Uppsala Cathedral's twin spires rising above the tree-lined Fyris River
← Sweden

Uppsala

"A city where a thousand years of Swedish history fits inside a morning walk."

Uppsala holds more Swedish history per square metre than anywhere in the country. The cathedral — Scandinavia’s largest — took a hundred and seventy-five years to build and contains the tombs of kings and saints, including Gustav Vasa, the founder of modern Sweden, and Carl Linnaeus, the man who named every living thing. The interior is a forest of Gothic vaulting that makes Notre-Dame look compact, and the silence inside, even when the city is busy outside, has the quality of something that has been accumulating for six centuries. I sat in a pew for twenty minutes, not praying but listening to the building breathe, and I understood why medieval architects built cathedrals taller than they needed to: they were building containers for silence.

The university, founded in 1477, is the oldest in the Nordic countries, and its presence gives Uppsala a youthful energy that the medieval stones might otherwise deny. The Carolina Rediviva library holds the Silver Bible — a sixth-century Gothic manuscript written in silver and gold ink on purple parchment, the only surviving text in the Gothic language. It sits in a climate-controlled case, glowing faintly, and the guard told me that scholars still argue about its origins. Fifteen centuries of mystery in a glass box. Uppsala does this to you — it makes you aware of time as a physical substance, layered and visible.

The majestic twin towers of Uppsala Cathedral

A short bus ride south brings you to Gamla Uppsala — Old Uppsala — where three enormous burial mounds from the fifth and sixth centuries rise from a flat plain. This was the centre of pre-Christian Scandinavian worship, the place where, according to Adam of Bremen, sacrifices were hung from the branches of a sacred tree every nine years. The mounds are believed to hold legendary kings — Aun, Egil, Adils — names that belong to saga and myth but are attached to real earth and real bone. I walked to the top of the largest mound at sunset, the plain stretching in every direction, and the scale of what these people built — not from stone but from soil, carried by hand, shaped into monuments that have survived fifteen centuries — struck me with a force that the more famous pyramids, for all their grandeur, have never quite matched. Because these mounds were not built to impress. They were built to endure.

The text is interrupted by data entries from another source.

PR #864, opened 2026-07-29
feat(foldkit)!: take Command.define inputs as named fields

devinjameson:
Command.define took its inputs positionally, with the result Messages
as a variadic tail and the Effect supplied by a second call. A rest
parameter has no trailing slot, so the signature had no room to grow:
the one Command modifier that exists, interruption, had to live in its
own namespace as Command.Interruptible.define. Namespaces do not
compose, a second modifier would have had nowhere to go, and the
positional toKey was the only argument whose meaning a reader could
not recover from its shape.

Inputs are now named fields on a config object: args declares the args
Schema, messages lists the Messages the Command can produce, execute
holds the Effect, and interrupt opts into interruption.
Command.Interruptible.define is removed. Command.Interruptible remains
for the outcome vocabulary (Outcome, Interrupted, NotFound), which
update functions still match on.

messages is an unordered set of the facts a Command can produce, not a
success and error pair. The framework gives none of them a privileged
role, so a Command that reports failure lists that Message alongside
the rest and catches into it, exactly as before.

interrupt: true keys every invocation by the Command name; interrupt:
{ toKey } derives the key part from the args. toKey now infers its
parameter from the declared args, dropping the annotation the
positional form required. The non-interruptible overloads declare
interrupt?: never, so a config whose interrupt widened to boolean
fails loudly instead of silently resolving to a plain Command.

CommandDefinitionTypeId and the brand helper move to command/brand.ts
so command/index.ts can build interruptible definitions without a
cycle through command/interruptible.

command-binding-matches-name only unwrapped the curried application,
so it would have gone silently dead against the new shape. It now
matches the direct call too, with tests for both.

All 215 call sites across the packages, examples, website, and
typing-game are migrated, along with the Commands and TanStack Query
doc pages, the website snippets, and the generate-program skill.

## Summary by CodeRabbit

* **New Features**
  * Updated `Command.define` to the new single config-object form (`args`, `messages`, `execute`, `interrupt`) with built-in interruption keying (by command name or derived from `args`).
* **Documentation**
  * Refreshed command anatomy and interruption docs with migration guidance and examples; clarified interruption semantics and that `messages` are treated as an unordered set.
* **Bug Fixes**
  * Preserved interrupt outcome matching vocabulary and behavior during the migration (`Outcome`, `Interrupted`, `NotFound`).
* **Tests**
  * Updated interruptible-command test coverage for the new `Command.define` shape.
* **Chores**
  * Bumped plugin version to `0.15.0`.


devinjameson:
Triaged all 9 review comments against the base commit (`e0e62da`). Two were code this PR introduced and are now fixed in `e3a5f16`; seven are pre-existing code that the migration only reindented into `execute:`.

## Fixed

- **`packages/foldkit/src/test/apps/uploads.ts:67`** — dropped the redundant `: UploadFileArgs` annotation on `toKey`. Removing the need for that annotation is one of the points of this change (the new signature infers the parameter from `args`), and it had already been dropped in `examples/interrupting-commands` but missed here. Good catch.
- **`packages/oxlint-plugin-foldkit/src/rules/command-binding-matches-name.ts:15`** — braced the new guard, per the always-brace rule. The four neighbouring unbraced guards in that function predate this PR and were left alone.

## Not changed, with reasons

Each of these was verified present at `e0e62da`, so none is a regression from this PR:

- **`examples/auth` duplicate `RedirectToLogin`/`RedirectToDashboard`** — both definitions exist at base with identical names. Real issue, but pre-existing and orthogonal to the signature change.
- **`examples/charting` `SyncChart` try/catch** — pre-existing body. It is `Effect.sync` wrapping a total function, so it cannot fail; a style divergence rather than a correctness problem.
- **`packages/ui` barrel files** (`dragAndDrop`, `tabs`, `tooltip`, `virtualList`) — pre-existing module structure, unrelated to `Command.define`, and a heavy lift by CodeRabbit's own rating.
- **`dragAndDrop` CSS selector escaping** — pre-existing at base line 205.
- **TSDoc on `LoadApiData` / `LoadExampleSources`** — pre-existing, and these are website page modules rather than public package exports, which is what the TSDoc rule targets.
- **`managedResourcesCommand` snippet catch-all** — pre-existing snippet body.
- **`resourcesPerCommandHttp` snippet `SucceededFetchWeather({ data })`** — pre-existing at base line 17.

## One skip worth a second look

The `resourcesPerCommandHttp` finding is correct on the merits, even though it is out of scope here. `commandWithArgs.ts` declares that Message with a `weather` field while this snippet constructs it with `data`. These snippet files reference undeclared symbols by design, so nothing typechecks them, which is how the inconsistency survived. It is a genuine docs bug and a one-word fix, but unrelated to this API change and better as its own commit to keep this PR to a single reviewable change.

CI was green on all 29 checks for the previous SHA; the delta is the two edits above.

---

.changeset/command-define-config-object.md
```diff
@@ -0,0 +1,77 @@
...
+
+`Command.define` took its inputs positionally, with the result Messages as a variadic tail and the Effect supplied by a second call. That signature had no room to grow: a rest parameter has no trailing slot, so the one Command modifier that exists, interruption, had to live in its own namespace as `Command.Interruptible.define`. Namespaces do not compose. A second modifier would have had nowhere to go, and the positional `toKey` in the interruptible form was the only argument whose meaning a reader could not recover from its shape.
+
+Inputs are now named fields on a config object: `args` declares the args Schema, `messages` lists the Messages the Command can produce, `execute` holds the Effect, and `interrupt` opts into interruption. `Command.Interruptible.define` is removed; `Command.Interruptible` remains for the outcome vocabulary (`Outcome`, `Interrupted`, `NotFound`), which update functions still match on.
+
+`messages` is an unordered set of the facts a Command can produce. The framework gives none of them a privileged role, so there is no success or error slot: a Command that reports failure lists that Message alongside the rest and catches into it, exactly as before.
```
devinjameson: Mentioning success/error here is session echo.

packages/foldkit/src/command/index.ts
```diff
@@ -84,108 +80,267 @@ export type CommandDefinition<
...
 /**
- * Defines a Command. Two forms, distinguished by whether the second argument
- * is a Schema (a result message) or a record of Schemas (the args declaration).
+ * Defines a Command. Every input is a named field: `args` declares the args
+ * Schema, `messages` lists the Messages this Command can produce, `execute`
+ * holds the Effect, and `interrupt` opts into interruption.
+ *
+ * `messages` is an unordered set of the facts this Command can produce. The
+ * framework gives none of them a privileged role, so a Command that reports
+ * failure simply lists that Message alongside the rest and catches into it.
```
devinjameson: Session echo.

packages/foldkit/src/command/index.ts
```diff
@@ -84,108 +80,267 @@ export type CommandDefinition<
...
+ *
+ * With `interrupt`, every invocation registers under a key in the runtime's
+ * interrupt registry for the duration of its Effect, and the returned Definition
+ * carries an `Interrupt` constructor that builds an ordinary Command to stop it.
+ * See {@link InterruptOption} for how the key is chosen. Semantics:
  *
- * The Effect (or effect builder) is bound at definition time. The returned
- * Definition is callable: with no args for a Command that doesn't declare any,
- * or with the declared args record otherwise.
+ * - A key is an address, not a lock. Any number of invocations may run under one
```
devinjameson, line 130: While we're here is it worth considering naming this toAddress? Or is that dumb?

packages/foldkit/src/command/index.ts
```diff
@@ -84,108 +80,267 @@ export type CommandDefinition<
...
+ *   one holder was stopped (their Messages are guaranteed never to dispatch) or
+ *   `NotFound` when nothing held the key. Name the Message
+ *   `CompletedCancel<CommandName>`.
+ * - To dispatch a replacement after cancelling, sequence through the Interrupt's
+ *   result Message. Commands in one batch run concurrently with no
+ *   execution-order guarantee, so `[Interrupt, Next]` in one list is a race.
+ *
+ * For work that should stop when the Model says so, reach for a Subscription or
+ * ManagedResource instead; interruption is for one-shot async work that is
+ * structurally a Command (an in-flight HTTP request, a file read, an upload).
```
devinjameson: I'm not sure this is a great explanation. You're not really "stopping work when the Model says so" with a Subscription or ManagedResource. Like I get what you mean but that is imprecise.

packages/website/src/page/core/commands.md
```diff
@@ -20,7 +20,9 @@ So far, update has been returning an empty Commands array. Let’s put it to use
...
 
-A Command is a struct with three fields: `name`, identifying what the Command does; `args`, the typed input record (when declared); and `effect`, the Effect the runtime executes. You create one in two curried steps: first, declare the identity and shape with `Command.define`; then call the result with an Effect (or with a builder that receives the typed args, when args are declared) to produce the Command value.
+A Command is a struct with three fields: `name`, identifying what the Command does; `args`, the typed input record (when declared); and `effect`, the Effect the runtime executes. You declare one with `Command.define`, which takes the name and then a config object whose fields name each input: `args` declares the args Schema, `messages` lists every Message the Command can produce, and `execute` holds the Effect (or a builder that receives the typed args, when args are declared).
+
+`messages` is an unordered set of the facts this Command can produce. There is no success slot and no error slot. `SucceededFetchWeather` and `FailedFetchWeather` are both just Messages, and their names carry the difference; the framework treats them identically.
```
devinjameson: Echo.

packages/website/src/snippet/pureUpdateGood.ts
```diff
@@ -13,16 +13,14 @@ const update = (model: Model, message: Message) =>
     }),
   )
 
-const GenerateApplePosition = Command.define(
-  'GenerateApplePosition',
-  GeneratedApple,
-)(
-  Effect.gen(function* () {
+const GenerateApplePosition = Command.define('GenerateApplePosition', {
+  messages: [GeneratedApple],
```
devinjameson: Should be CompletedGenerateApplePosition.

skills/generate-program/architecture.md
```diff
@@ -68,9 +68,9 @@ Event handlers in the view dispatch Messages. They don't perform actions directl
...
+Define Command identities with `Command.define`, whose second argument is a config object: `args` (optional) declares the args Schema, `messages` lists every Message the Command can produce, `execute` holds the Effect, and `interrupt` opts into interruption. Every Command must handle its own errors via `Effect.catch(() => Effect.succeed(FailedX(...)))` and convert them to Messages. Commands never throw, so the app never crashes from an unhandled side effect.
 
-Always assign definitions to PascalCase constants. Never use `Command.define` inline in a pipe chain. Definitions live where they're produced, colocated with the update function. Let TypeScript infer Command return types. The result Message schemas constrain the Effect's return type at the type level.
+Always assign definitions to PascalCase constants. Never use `Command.define` inline in a pipe chain. Definitions live where they're produced, colocated with the update function. Let TypeScript infer Command return types. The `messages` array constrains the Effect's return type at the type level; it is an unordered set of the facts the Command can produce, with no privileged success or error slot.
```
devinjameson: ECHOOOO!

skills/generate-program/checklist.md
```diff
@@ -212,7 +212,7 @@ Alongside the greps, eyeball each file's imports. Every symbol you imported shou
 ## Commands
 
 - [ ] Every Command identity defined with `Command.define` and assigned to a PascalCase constant
-- [ ] Every `Command.define` includes result Message schemas after the name
+- [ ] Every `Command.define` passes a config object whose `messages` array lists every Message the Command can produce
```
devinjameson: Isn't this kinda like, enforced at the type level?

skills/generate-program/SKILL.md
```diff
@@ -413,7 +417,7 @@ Record these in the crib and keep them visible while generating:
 - **`ApplicationInit<Model, Message, Flags>` has no URL parameter.** For routed apps, use `RoutingApplicationInit<Model, Message, Flags>`: the second arg is `url: Url`.
 - **`Route.mapTo` takes the route schema, not a factory function.** `pipe(literal('new'), Route.mapTo(NewLinkRoute))`. NOT `Route.mapTo(() => NewLinkRoute())`.
 - **`Effect.ignore` is ONLY for fallible Effects.** `pushUrl(path).pipe(Effect.as(Message()))`. No `Effect.ignore` because `pushUrl` returns `Effect<void>`.
-- **`Command.define` requires result Message schemas after the name**: `Command.define('Fetch', SucceededFetch, FailedFetch)`. Infallible Commands only need one result: `Command.define('ReadClock', RecordedTime)`.
+- **`Command.define` takes a config object with a `messages` array**: `Command.define('Fetch', { messages: [SucceededFetch, FailedFetch], execute })`. `messages` is required and is always an array, even for one Message: `Command.define('ReadClock', { messages: [RecordedTime], execute })`. There is no `success`/`error` split; Messages carry their own meaning in their names.
```
devinjameson: ECHO echo echooooo.

devinjameson:
Triaged the latest review. **No changes made** — this round diffed `b074e73...e84599c`, which spans a rebase onto `main`, so most findings are against `main`'s newly landed Scene testing code rather than this PR's diff. Details below.

## `LoadSession` double-wrap — the finding is incorrect

`Option.fromNullishOr(maybeSessionJson)` is correct as written. The claim rests on `KeyValueStore.get` returning `Option<string>`, which is the **Effect v3 `@effect/platform`** API that the linked web search describes. This repo is on Effect v4, where the vendored source at `repos/effect/packages/effect/src/unstable/persistence/KeyValueStore.ts:43` reads:

```ts
readonly get: (key: string) => Effect.Effect<string | undefined, KeyValueStoreError>
```

It returns `string | undefined`, so converting with `Option.fromNullishOr` is exactly the documented pattern. Typecheck also passes, which it would not if an `Option` were reaching `decodeSession`. The line is unchanged from `main` (`command.ts:56`); this PR only re-indented it into `execute:`.

## `test/scene.ts` handler type and private-symbol comments

Both are in code that arrived from `main` via the rebase, not from this PR:

- `scene.ts:5-13` (`handler: Function`, `dual` deep import) came in with the Scene testing APIs.
- The comment blocks at `scene.ts:957-1102` are likewise new from `main`.

The only one this PR touched is the `ResolvableCommandDefinition` doc on `scene.ts:246` / `story.ts:38`, and only to reword `Command.Interruptible.define` into the new spelling; the comment itself predates this branch. Editing a feature that landed hours ago from inside an unrelated API migration seemed worse than leaving it, but these are worth their own pass.

## Lint fixture rationale comments

Skipped, because it conflicts with a repo rule. `AGENTS.md` says "Don't add inline or block comments to explain code," permitting only section headers, TSDoc on public exports, and high-value `NOTE:` comments. These fixtures are neither public exports nor a NOTE case. The suggestion is sourced from Learnings rather than the guidelines, and where the two disagree the repo's own rule wins.

## Status

All 29 CI checks pass on `e84599c`. Across every review round: 15 findings total, 11 fixed, 4 declined with reasons stated here or in [the earlier summary](https://github.com/foldkit/foldkit/pull/864#issuecomment-5124612345).

---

Autumn reflections along the Fyris River in Uppsala

The small museum at Gamla Uppsala tells the story well, with reconstructed drinking halls and grave goods and a narrative that connects the pagan past to the Christian present without flattening either. But the mounds themselves, standing silent against the sky, tell it better. The church that sits beside them — deliberately built on the site of the old pagan temple — is one of Sweden’s oldest, and the juxtaposition of mound and steeple, sacrifice and sermon, is a conversation that has been going on for a thousand years and shows no sign of concluding.

Classic yellow facade of a historic Uppsala building

Back in the city, the Fyris River divides Uppsala into the academic west and the commercial east, and the walk along its banks in spring — when the cherry blossoms are out and the students are celebrating Walpurgis Night with bonfires and champagne and white caps thrown into the air — is one of Sweden’s most joyful experiences. Walpurgis on April 30th is Uppsala’s great tradition, and the entire city turns out to welcome the light after six months of Scandinavian darkness. I have celebrated the end of winter in many countries. None of them do it with as much relief, or as much champagne, as Uppsala.

When to go: April through June when the university is in session and the city is alive. Walpurgis Night on April 30th is Uppsala’s great tradition — bonfires, champagne, and the entire student body in white caps. September and October for autumn colour along the river.